Something New
It had been a while since Millenia had legs. They’d been gone far longer than she’d been in a state to notice, and many other parts required fixing before the limbs were to be bothered with, but she distinctly remembered being without them for a while. Long enough to adapt.
Automatons, cyborgs, robots, call them what you will (and everyone seemed to argue so much about the names that it cemented their stubborn usage forever) they had true range. Simple things performing menial tasks with no consciousness, or at least none that the engineers would talk about. All the way up to highly-functioning body replacement systems that kept a slice of a beloved personality and took off into the world. These ones were better regarded, as they could argue their own case better, in the vernacular of intelligent human speech with none of the hollowness of robotics. Millenia was one of that type. And she was in therapy.
Mainly, the focus was physical. Wiring systems together, exercising them back and forth until they no longer shorted out or locked up. A lot of that could be done without a conscious form, but Millenia was a special breed and her personality couldn’t stay dormant long. It was imperative to keep her internal, semi-organic structures, no matter how small, alive and well. Which meant a lot of bug-fixing was something she’d have to undergo while aware. There was no way to knock her out for the surgery, for instance.
Pain was something of a factor, in whichever way her kind could experience it, which manifests as a deep mental burden more than an agonizing reaction. Automatons feel things. They merely feel them very differently. Their mental processes overload.
Mostly, her arms were fine, which was very helpful in her recovery, and luckily her head (one of the trickiest parts to engineer) was in fine shape. She was still emotive, responsive, eloquent. Anything below her chest, though, that was almost entirely destroyed.
“Good time for an upgrade,” one of the engineers joked as she jockeyed a refrigeration unit into Millenia’s shell of a torso. She stayed silent and tried not to react; she could tell the trauma surgeons were uncomfortable. The hardest part wasn’t resisting the need to cry out, it was not blinking.
Reconstruction was a lot for any automaton to handle, most got scrapped if they were cheap and didn’t have a consciousness. There were a fair amount of survivors in the bunch though, important enough to the efforts of the world to undergo a second (or sometimes third or even fifth) chance at existence, cost be damned. Millenia had never really known about reconstruction therapy, purely from lack of necessity. She had been lucky, as had the beings she knew. In her social circle, she surmised, she was the first. Therefore it came as a deep surprise to learn that there was counseling. Group therapy. Acclimation and re-assimilation meetups. Places where robots talked about their feelings.
Who had even considered such a thing?
It was a nightmare, those sessions, and they never got better.

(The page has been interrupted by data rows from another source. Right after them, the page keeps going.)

PR #5498, opened 2025-01-28
git: update jj git clone|fetch to use new GitFetch api directly

bsdinis:
Make the new GitFetch api public.
   - Move git::fetch to lib/tests/test_git.rs as git_fetch, to minimize churn in the tests. Update test call sites to use git_fetch
   - Delete the git::fetch from lib/src/git.rs.
   - Update jj git clone and git_fetch in cli/src/git_utils.rs to use the new api directly. Removing one redundant layer of indirection.
   - This fixes https://github.com/jj-vcs/jj/issues/4920 as it first fetches from all remotes before import_refs() is called, so there is no race condition if the same commit is treated differently in different remotes specified in the same command.

Original commit by @essiene https://github.com/jj-vcs/jj/pull/4960

# Checklist

If applicable:

### DIFF
--- a/cli/tests/test_git_fetch.rs
+++ b/cli/tests/test_git_fetch.rs
@@ -17,14 +17,10 @@ use test_case::test_case;
 
 use crate::common::TestEnvironment;
 
-/// Creates a remote Git repo containing a bookmark with the same name
-fn init_git_remote(test_env: &TestEnvironment, remote: &str) {
-    let git_repo_path = test_env.env_root().join(remote);
-    let git_repo = git2::Repository::init(git_repo_path).unwrap();
-    let signature =
-        git2::Signature::new("Some One", "some.one@example.com", &git2::Time::new(0, 0)).unwrap();
+fn add_commit_to_branch(git_repo: &git2::Repository, branch: &str) -> git2::Oid {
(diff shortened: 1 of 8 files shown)


bsdinis:
@yuja had to abandon the other PR (the target branch was not going to be merged).
I think I've addressed your comments in this version though. Also added more refactory commits.

cli/tests/test_git_fetch.rs
```diff
@@ -1764,3 +1788,111 @@ fn test_git_fetch_remote_only_bookmark(subprocess: bool) {
     "###);
     }
 }
+
+#[test_case(false; "use git2 for remote calls")]
+#[test_case(true; "spawn a git subprocess for remote calls")]
+fn test_git_fetch_preserve_commits_across_repos(subprocess: bool) {
+    let test_env = TestEnvironment::default();
+    if subprocess {
+        test_env.add_config("git.subprocessing = true");
```
yuja, line 1797: typo: `git.subprocess`

yuja (approved):
Thanks.

cli/tests/test_git_fetch.rs
bsdinis: done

It was everything horrible that could happen to a self-aware automaton concentrated into four-hour meetings, like walking into a ghastly slasher film and realizing you’re one of the victims and still in the middle of it. There was no respite in those sessions. The only things she felt for others was pity, not hope, not unified strength. She looked at Joylin with her misfiring spine, watched as Tungstein struggled to show expression on his blank, forgotten face. It was a carnival of horror, a robot show of suffering and Millenia knew that deep under the pity, she also felt disgust. Already shameful that she was inoperable, these broken, pathetic mechanicals could not help her redeem her power. She felt nothing for them. They knew she didn’t belong. Even among the broken ones, she was ‘other.’

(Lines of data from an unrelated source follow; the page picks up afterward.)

PR #5501, opened 2025-01-28
docs: add new logo as favicon

martinvonz:
# Checklist

If applicable:


docs/favicon.png
ilyagr, line 1: I would put it in `docs/images/favicon.png`.

It's fine for now, but I think 271KB is a bit large for a favicon. We probably will want to update it after we get an uncompressed version.

ilyagr (commented):
We can test this out. It will only affect the `prerelease` site.

To affect everything, we could try putting it as `favicon.png` in https://github.com/jj-vcs/jj-vcs.github.io. (We might have to experiment, I'm not sure whether it needs to be ICO or can be PNG). The comment about the size applies to that too.

docs/favicon.png
ilyagr: For now, let's just use the 40KB JPEG as is. I think it's the best version we have, and it'll blow up the size of the repo by only 40KB.

ilyagr: We can also call it something like `jj-logo.jpg`, since I think we'll want to reference it from  the README and a few more places.

martinvonz: I shrunk it to 192x192. I also added the license to the LICENSE file in the repo root.

ilyagr: Is there any reason *not* to use the JPG? I assume you got the PNG from the JPG, ultimately.

ilyagr: Also, if we wait a bit, we might get the original.

martinvonz: I got the png from the webp file. I don't know if it's been through a conversion to jpg somewhere on the way (e.g on Discord's servers).

LICENSE
```diff
@@ -200,3 +200,9 @@
    WITHOUT WARRANTIES OR CONDITIONS OF ANY KIND, either express or implied.
    See the License for the specific language governing permissions and
    limitations under the License.
+
```
ilyagr, line 203: (Optional) I'm not sure what the official advice is, but I would do the following:

In the beginning of this doc, say:

> See docs/images/LICENSE for the license that applies to the files in the docs/images directory.
>
> The rest of `jj` is licensed under the terms below.

Then, I'd create the docs/images/LICENSE file with what you wrote here.

jennings:
I’ll get you a bigger PNG and SVG tomorrow, the file sent over Discord will probably be artifacty. I just need to make sure there’s no gross metadata in the files before I put them on the internet.

I think [this is the favicon generator I’ve used in the past](https://realfavicongenerator.net/), I recall there being weird platform quirks about getting the high quality versions to show up everywhere. This may be overkill for the docs site though.

docs/favicon.png
ilyagr: I'm guessing the webp file was obtained *from* the JPG file, making it strictly worse. But I might be wrong. In any case, it's not really important anymore.

LICENSE
martinvonz: I don't know what the best practice is either. I moved it to `docs/images/LICENSE`.

ilyagr: If we get better advice, we can always adjust it.

jennings:
I don't trust Discord so I pushed a [full size image here to a branch](https://github.com/jennings/jj/blob/jujutsu-logo/docs/images/jujutsu-logo.png).

martinvonz:
Thanks! I uploaded that image to the favicon generator you linked to. I added the same background color as we use elsewhere. Then I took the generated `favicon.ico` file and put in the repo. I hope that's what I was supposed to do. The GitHub UI doesn't render the favicon file but hopefully most browsers understand the format.

jennings:
I think ico is deprecated for favicons, it’s there as a last resort. All modern browsers will use the higher quality PNG versions if the link tags exist for it.

Let me give it a try soon and post a suggested here?

I suppose it would be find to merge as is and improve it later.

martinvonz:
> Let me give it a try soon and post a suggested here?

Thanks. I'll wait.

jennings:
Oh I see, MkDocs doesn't have a great way to add extra `<link>` elements to the page header without extending the theme, which we don't do yet.

The only change I would probably make, then, is to use the 96x96 PNG that the favicon generator spits out, instead of an ICO file. Comparing the quality:

image

martinvonz:
Done

martinvonz:
@ilyagr and @jennings, are you okay with the current version?

ilyagr:
I think what you have now is fine, further changes could go to another PR.

I am wondering about changing the background, though. Currently, this favicon (visible via mkdocs serve) looks like this compared to others:

image

I'd consider either keeping the background transparent or rounding the corners of the colored background (leaving transparent color where the sharp corners are removed). In the first case, the birds should become larger.

Do you want to experiment with this now or to postpone this to future work and PRs?

martinvonz:
> Do you want to experiment with this now or to postpone this to future work (possibly by others) and PRs?

I think we can change that later if we feel like it. FWIW, I have a few icons among my current tabs with a square favicon. They all seem to be for internal Google tools, though, so maybe it is indeed unconventional outside of Google.

ilyagr:
OK.

I quickly tried a transparent version, and it's not better. We might need a different icon for the favicon, either with simpler birds, or just one bird, or I'm not sure.

image

and

image


But for now, we can just go with this IMO.

ilyagr (approved):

The hardest thing, that she could not reconcile in herself, was that she no longer saw the point of existing at all. Her systems had all checked out, thorough in the neuro and personality areas and all were operating quite well. But the haunting question of “why?” invaded her thoughts with every session and rehabilitation surgery.
“Now wiggle your feet for me? Side to side.” The panel of engineers were rapt, clipboards at the ready.
She did.
But why?
Mindless robots are scrapped all the time. Delicate cyborgs are destroyed purely by accident. Somehow, these clinics deemed that she was too special and valuable to have left behind, but in the wake of all her physical reconstruction, she still had one thing missing: her purpose.

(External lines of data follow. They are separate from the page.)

PR #5502, opened 2025-01-28
SECURITY.md: insert an explicit URL

ilyagr:
The previous "on this page" statement is wrong more often than not. Unfortunately there is no "Report a vulnerability" button on https://github.com/jj-vcs/jj/security/policy, and looking for such a button from https://github.com/jj-vcs/jj?tab=security-ov-file leads to confusion.

This is not the end of the world, but I don't see much security downside to clarifying it (that is, I don't think *not* having a link protects against phishing in any real way).

### DIFF
--- a/SECURITY.md
+++ b/SECURITY.md
@@ -1,7 +1,10 @@
 To report a security issue, please use the "Report a vulnerability" button on
-this page. Our vulnerability management team will respond within 3 working days
-of your report. If the issue is confirmed as a vulnerability, we will open a
-Security Advisory. This project follows a 90 day disclosure timeline.
+GitHub's Security tab for `jj`'s main repo, under
+[Advisories](https://github.com/jj-vcs/jj/security/advisories).
+
+Our vulnerability management team will respond within 3 working days of your
+report. If the issue is confirmed as a vulnerability, we will open a Security
+Advisory. This project follows a 90 day disclosure timeline.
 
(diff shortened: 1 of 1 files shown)


SECURITY.md
```diff
@@ -1,7 +1,9 @@
 To report a security issue, please use the "Report a vulnerability" button on
-this page. Our vulnerability management team will respond within 3 working days
-of your report. If the issue is confirmed as a vulnerability, we will open a
-Security Advisory. This project follows a 90 day disclosure timeline.
+GitHub's Security tab for `jj`'s main repo, also accessible at
+<https://github.com/jj-vcs/jj/security/advisories>. Our vulnerability management
```
martinvonz: What do you think about simplifying to "... button under [Advisories](https://github.com/jj-vcs/jj/security/advisories)."?

ilyagr: How about this?

Because of my (armchair) concern about phishing, I also wanted to give people enough breadcrumbs to be able to find the right place without using the link, in case they feel (rightly or wrongly) worried about using the link.

martinvonz: I was thinking that the reader was accessed this doc via https://github.com/jj-vcs/jj/security/policy. I think you're saying that it may be useful to give the full instructions in case they find this doc in the source tree. Makes sense.

martinvonz:
I agree. Sorry, I forgot that I had not approved this.

ilyagr:
No problem, thanks!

Automatons, with their advanced minds, were supposed to care.
Millenia had utterly stopped.
The steps she took were shaky and confused. Her knees didn’t work right, didn’t bend, sparks flew on occasion. Her hip was leaking. She trudged on and did the task immediately in front of her, supervised all the while. She went to the therapy sessions and watched Tungstein’s mouth gape into a grotesque attempt at a smile, averted her eyes as Joylin snapped backwards and shrieked. Her refrigeration and internal systems were testing normal. It’s down to the re-learning.
Automatons can learn things very easily. They adapt. What they have trouble with is reverting to old data, processes that had been partially written over in the short span of, for instance, not having legs.
It wasn’t like “remembering how to ride a bike.” It didn’t all come back. It felt foreign and archaic. Trying to pick up the pieces and become what she had been a year ago, regressive, impossible. Regaining an existence that was ordinary to begin with, and had grown stale in her mind.
Millenia took the steps, stumbled, took them again, waiting to get a high score on her daily report card, just wasting time until they asked if she was ready to get on with her life and she could answer honestly, “I don’t know.”